Florimond de Raemond (1540– 17 November 1601) was a French jurist and antiquary. He is now known for a multi-volume history of recent events in France, written from a Roman Catholic point of view, and other popular works promoting the Counter-Reformation perspective against Protestant arguments. De Raemond was born in Agen and died in Bordeaux.

==Life==
His father was Robert I^{er} de Raymond, 2^{ème} seigneur de Suquet (died in 1605) and his mother, née Marie de Saint-Gilis. De Raemond was a pupil of Petrus Ramus and a Protestant convert, but later reverted to Catholicism. He was a friend of Montaigne and Blaise de Monluc.

==Works==
He published a popular work on Pope Joan in 1587, L'Erreur populaire de la papesse Jeanne, in which he argued, following Onofrio Panvinio, that the story was a myth, and the references in the chronicle of Martinus Polonus were later interpolations.
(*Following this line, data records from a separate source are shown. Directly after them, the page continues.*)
PR #714, opened 2024-07-24
Fix Amnesia implementation

Screaper91:
- Fixes GA prize cards disabling user's attacks
- Fixes Amnesia disabling nothing when used by Ren/Cleo
- Fixes Amnesia blocking the same attack consecutively

### DIFF
--- a/common/cards/alter-egos-iii/hermits/architectfalse-rare.ts
+++ b/common/cards/alter-egos-iii/hermits/architectfalse-rare.ts
@@ -18,6 +18,7 @@ import {Hermit} from '../../base/types'
 type AttackInfo = {
 	attacker: CardComponent
 	attackType: HermitAttackType
+	turn: number
 }
 
 class ArchitectFalseRare extends Card {
@@ -65,6 +66,7 @@ class ArchitectFalseRare extends Card {
 				this.lastAttackInfo.get(game)[player.entity] = {
 					attacker: attack.attacker,
 					attackType: attack.type,
+					turn: game.state.turn.turnNumber,
 				}
 			})
 		)
@@ -82,7 +84,7 @@ class ArchitectFalseRare extends Card {
 				return
 
 			const lastAttackInfo = this.lastAttackInfo.get(game)[attack.target.playerId]
-			if (!lastAttackInfo) return
+			if (!lastAttackInfo || lastAttackInfo.turn !== game.state.turn.turnNumber - 1) return
 
 			if (lastAttackInfo.attackType === 'primary') {
 				game.components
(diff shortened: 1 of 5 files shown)


common/models/game-model.ts
```diff
@@ -11,6 +11,32 @@ import ComponentTable from '../types/ecs'
...
+	default: () => T
+	values: Record<string, T> = {}
+
+	public constructor(defaultFactory: () => T) {
+		this.default = defaultFactory
+	}
+
+	public set(game: GameModel, value: T) {
+		this.values[game.id] = value
+		game.task
```
Lunarmagpie, line 25:
```suggestion

```

Lunarmagpie (approved):
Thank you! I like how this is implemented.
I would consider combining InstancedValue and GameValue into one class. The type used as the key could simply be a generic. I would call this  base class `DefaultDict` because this is what its called in Python. if you don't want to make this change, or feel like its not a part of your patch, I'm happy to mark and something to do in the future.

common/cards/alter-egos-iii/hermits/architectfalse-rare.ts
```diff
@@ -37,36 +49,51 @@ class ArchitectFalseRare extends Card {
...
 
-	lastAttacker = new InstancedValue<CardComponent | null>(() => null)
-	lastAttackType = new InstancedValue<HermitAttackType | null>(() => null)
+	lastAttackInfo = new GameValue<Record<PlayerEntity, AttackInfo | undefined>>(() => {
+		return {}
+	})
 
 	override onCreate(game: GameModel, component: CardComponent) {
-		const {opponentPlayer} = component
+		if (Object.hasOwn(this.lastAttackInfo, game.id)) return
```
Lunarmagpie, line 57: Correct me if im wrong, but I believe this will always be false?

Screaper91: Most decks will have multiple copies of the same hermit, this should reduce allocating duplicate resources and prevent data loss if another GA CardComponent is created in the middle of the game

Lunarmagpie: I believe `Object.hasOwn` is checking the GameValue object and not the instance at the moment. i think for that intention this line needs to be `if (Object.hasOwn(this.lastAttackInfo.values, game.id))`.

Lunarmagpie:
I just noticed that items are not removed from the `lastAttackInfo` dictionary. I think you will need to add a `onDestroy` method for cards when the component is destroyed, then clear the item from the `lastAttackInfo` dictionary there.

Screaper91:
Currently components are never explicitly destroyed, only garbage collected when a game ends. That would require more work on the ecs system, but for now it will take a while for two games to generate the same `game.internalId`.

Lunarmagpie:
Thats true. Although it probably won't cause an issue, I don't like leaving memory around forever, and I also like taking advantage of garbage collection when we can. I think the best way to fix this would be created an 'onGameEndHook` we can subscribe to.

Lunarmagpie:
Thank you!

Lunarmagpie:
I just tested this and it works! I am ready to merge this.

In 1597 his L'Anti-Christ was an exposition in French of the Catholic arguments against the Pope as Antichrist, following Robert Bellarmine and Nicholas Sanders at an accessible level. The primacy of the apostle Peter over the other eleven was referred to Tertullian; the Primacy of Simon Peter is a basic Catholic argument for Papal Primacy. The work is a bitter polemic against Protestants, and defends the role of the Papacy in the Church. His Histoire attributed the impact in France of the Protestant Reformation to Marguerite de Navarre and Gérard Roussel. It appeared posthumously in 1605, in eight books, of which the sixth has been attributed to his son François.